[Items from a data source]
----------------------------------------

PR #787, opened 2026-05-29
hal/armv7a: Adding IO mapping functionality in HAL initialization

jmaksymowicz:
Add IO memory mapping functionality similar to aarch64
Adjust code for imx6ull, zynq7000 targets to use this mapping functionality
Copy syspage to named object in `.bss` section instead of memory mapped past-the-end of `.bss`

## Description
Previously the way memory-mapped IO devices were made available to the kernel on armv7a platforms was very unintuitive. Code within `_init.S` mapped them past-the-end of `.bss` section at arbitrarily chosen offsets, which made it difficult for someone reading the code to understand what was going on.

To solve this, memory-mapped IO is now mapped near the top of the address space (range 0xFFC00000 - 0xFFFF0000) using unused entries in the page table `excptab`. It is done using `_pmap_halMapDevice` function with the same API as `aarch64`, `riscv64` and `sparcv8leon` targets. The physical addresses of peripherals are now declared in C code close to the driver where they are actually used, which helps readability and maintainability.

There are almost 4 MB of address space available through `excptab` which should be more than enough considering our OS has a microkernel design with few built-in drivers.

Additionally, memory for the syspage was also mapped past-the-end of `.bss` - which was not necessary considering that syspage could simply be stored to a named object within `.bss`. After changing this, there is nothing more mapped past `.bss` on armv7a and this unintuitive mechanism could be removed.

Other changes:
* On zynq7000 the entry for exception vectors in `excptab` was removed - it was unused because this target supports Security extensions and thus exception vector address is set using the VBAR register. This doesn't change the functioning of the system.
* The console driver for IMX6ULL was changed so that now it respects the `UART_CONSOLE_KERNEL` definition from `board_config.h`.

## Motivation and Context
Part of the work for https://github.com/phoenix-rtos/phoenix-rtos-project/issues/1500

## Types of changes

## How Has This Been Tested?

- [x] Tested by hand on: armv7a-imx6ull, armv7a-zynq7000-qemu

## Checklist:

## Special treatment

### DIFF
--- a/hal/aarch64/pmap.c
+++ b/hal/aarch64/pmap.c
@@ -890,21 +890,22 @@ void _pmap_preinit(addr_t dtbStart, addr_t dtbEnd)
 /* parasoft-begin-suppress MISRAC2012-RULE_17_1 "stdarg.h required for custom functions that are like printf" */
 void *_pmap_halMapDevice(addr_t paddr, size_t pageOffs, size_t size)
 {
+	size_t maxIdx = TTL_IDX(3U, VADDR_DTB);
 	descr_t attrs = DESCR_VALID | DESCR_TABLE | DESCR_AF | DESCR_ISH | DESCR_PXN | DESCR_UXN | DESCR_ATTR(MAIR_IDX_DEVICE);
-	ptr_t va_start = ((VADDR_MAX - (SIZE_PAGE << 9)) + 1U) + (pmap_common.dev_i * SIZE_PAGE);
+	ptr_t vaStart = ((VADDR_MAX - (SIZE_PAGE << 9)) + 1U) + (pmap_common.dev_i * SIZE_PAGE);
+	size_t span = pageOffs + size;
 	size_t offs;
 
-	if ((pmap_common.dev_i + (size / SIZE_PAGE)) > TTL_IDX(3U, VADDR_DTB)) {
-		return NULL;
-	}
+	LIB_ASSERT(size > 0U, "Attempted to map device of size 0");
+	LIB_ASSERT_ALWAYS((pmap_common.dev_i + ((span + SIZE_PAGE - 1U) / SIZE_PAGE)) < maxIdx, "Out of device address space");
 
-	for (offs = 0; offs < size; offs += SIZE_PAGE) {
-		pmap_common.devices_ttl3[TTL_IDX(3U, va_start + offs)] = DESCR_PA(paddr + offs) | attrs;
+	for (offs = 0U; offs < span; offs += SIZE_PAGE) {
+		pmap_common.devices_ttl3[pmap_common.dev_i] = DESCR_PA(paddr + offs) | attrs;
 		pmap_common.dev_i++;
 	}
 
 	hal_cpuDataSyncBarrier();
-	return (void *)va_start + pageOffs;
+	return (void *)(vaStart + pageOffs);
 }
 
 /* parasoft-end-suppress MISRAC2012-RULE_17_1 */
--- a/hal/armv7a/imx6ull/console.c
+++ b/hal/armv7a/imx6ull/console.c
@@ -15,15 +15,31 @@
 
 #include "hal/console.h"
 #include "hal/cpu.h"
+#include "hal/pmap.h"
 
-#define UART uart1
+#include <board_config.h>
+
+#ifndef UART_CONSOLE_KERNEL
+#define UART_CONSOLE_KERNEL 1
+#endif
+
 
 static struct {
-	volatile u32 *uart1;
-	volatile u32 *uart2;
+	volatile u32 *base;
 	u8 type;
 	u32 speed;
 } console_common;
+
+
+/* TODO: add more UARTs - they may require extra configuration, e.g. IOMUX or clock initialization */
+static const addr_t console_baseAddr[] = {
+	0x02020000U,
+	0x021e8000U,
+};
+
+#define N_UARTS (sizeof(console_baseAddr) / sizeof(console_baseAddr[0]))
+
+_Static_assert((UART_CONSOLE_KERNEL > 0) && ((size_t)UART_CONSOLE_KERNEL <= N_UARTS), "Invalid UART number selected");
 
 
 /* clang-format off */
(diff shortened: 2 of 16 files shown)


hal/armv7a/imx6ull/console.c
```diff
@@ -68,32 +80,31 @@
...
 __attribute__((section(".init"))) void _hal_consoleInit(void)
 {
-	console_common.uart1 = (void *)(((u32)&_end + (3U * SIZE_PAGE) - 1U) & ~(SIZE_PAGE - 1U));
-	console_common.uart2 = (void *)(((u32)&_end + (4U * SIZE_PAGE) - 1U) & ~(SIZE_PAGE - 1U));
+	console_common.base = _pmap_halMapDevice(console_baseAddr[UART_CONSOLE_KERNEL - 1], 0, SIZE_PAGE);
 	console_common.speed = 115200;
 
-	*(console_common.UART + ucr2) &= ~0x1U;
-	while ((*(console_common.UART + uts) & 0x1U) != 0U) {
+	*(console_common.base + ucr2) &= ~0x1U;
```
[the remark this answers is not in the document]
jmaksymowicz: Fixed, `_pmap_halMapDevice` can no longer return NULL.

hal/armv7a/pmap.c
```diff
@@ -583,47 +586,75 @@ int pmap_segment(unsigned int i, void **vaddr, size_t *size, vm_prot_t *prot, vo
...
+	if ((pmap_common.dev_i + (size / SIZE_PAGE)) >= maxIdx) {
+		return NULL;
+	}
 
-	/* Create initial heap */
-	LIB_ASSERT_ALWAYS(pmap_enter(pmap, pmap_common.start, (*vstart), PGHD_WRITE | PGHD_READ | PGHD_PRESENT, NULL) == EOK, "failed to create initial heap");
+	for (offs = 0; offs < size; offs += SIZE_PAGE) {
+		pmap_common.excptab[pmap_common.dev_i] = ((paddr + offs) & 0xfffff000UL) | attrs;
+		pmap_common.dev_i++;
+	}
```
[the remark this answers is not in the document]
jmaksymowicz: It's true, fixed the AArch64 implementation that has the same bug.

hal/armv7a/imx6ull/interrupts.c
ziemleszcz, line 20: Add `"hal/pmap.h"` include for `_pmap_halMapDevice`?

hal/armv7a/zynq7000/interrupts.c
ziemleszcz, line 24: Add `"hal/pmap.h"` include for `_pmap_halMapDevice`?

hal/aarch64/pmap.c
```diff
@@ -890,21 +890,22 @@ void _pmap_preinit(addr_t dtbStart, addr_t dtbEnd)
...
-	for (offs = 0; offs < size; offs += SIZE_PAGE) {
-		pmap_common.devices_ttl3[TTL_IDX(3U, va_start + offs)] = DESCR_PA(paddr + offs) | attrs;
+	for (offs = 0U; offs < span; offs += SIZE_PAGE) {
+		pmap_common.devices_ttl3[pmap_common.dev_i] = DESCR_PA(paddr + offs) | attrs;
 		pmap_common.dev_i++;
 	}
 
 	hal_cpuDataSyncBarrier();
-	return (void *)va_start + pageOffs;
+	return (void *)vaStart + pageOffs;
```
ziemleszcz: `void*` pointer arithmetic. Use `char*` instead.

hal/armv7a/imx6ull/console.c
```diff
@@ -15,34 +15,46 @@
...
-	volatile u32 *uart1;
-	volatile u32 *uart2;
+	volatile u32 *base;
 	u8 type;
 	u32 speed;
 } console_common;
 
 
+/* TODO: add more UARTs - they may require extra configuration, e.g. IOMUX or clock initialization */
+static const addr_t console_baseAddr[] = {
```
ziemleszcz, line 35: I'm not sure if compiler will optimize out this memory. Might be better to simply define `CONSOLE_BASE_ADDR` based on `UART_CONSOLE_KERNEL`.

hal/armv7a/imx6ull/imx6ull.c
```diff
@@ -19,6 +19,15 @@
 #include "hal/spinlock.h"
 #include "include/arch/armv7a/imx6ull/imx6ull.h"
 
+#define CCM_BASE        0x020c4000U
```
ziemleszcz, line 22: Maybe move these definitions to `config.h` (the same for `timer.c`)?

hal/armv7a/imx6ull/console.c
jmaksymowicz: I checked the disassembly and it does get optimized out. 
I want to keep the table because if we decide to add more than two UART options for debugging, the `#if` ladder would get annoyingly long - there are 8 UARTs in total on this platform.

hal/armv7a/imx6ull/imx6ull.c
jmaksymowicz: I decided to move address/IRQ definitions for the timer into `config.h` similar to IMXRT platforms. I left other addresses in the C files with the corresponding driver - this makes sense IMO because we assume that the addresses won't change or need to be configured (unlike something like timer where we could select which timer to use for the kernel).

hal/armv7a/imx6ull/interrupts.c
jmaksymowicz: Done

hal/armv7a/zynq7000/interrupts.c
jmaksymowicz: Done

hal/aarch64/pmap.c
jmaksymowicz: Avoided pointer arithmetic by replacing it with `return (void *)(vaStart + pageOffs)` (`vaStart` is integer type).

ziemleszcz (approved):

Darchiv (approved):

----------------------------------------

▶ WHAT YOU HAVE TO DO: Working through the records, copy each line in which the word "definitions" appears.

▶ SOLUTION:
ziemleszcz, line 22: Maybe move these definitions to `config.h` (the same for `timer.c`)?
jmaksymowicz: I decided to move address/IRQ definitions for the timer into `config.h` similar to IMXRT platforms. I left other addresses in the C files with the corresponding driver - this makes sense IMO because we assume that the addresses won't change or need to be configured (unlike something like timer where we could select which timer to use for the kernel).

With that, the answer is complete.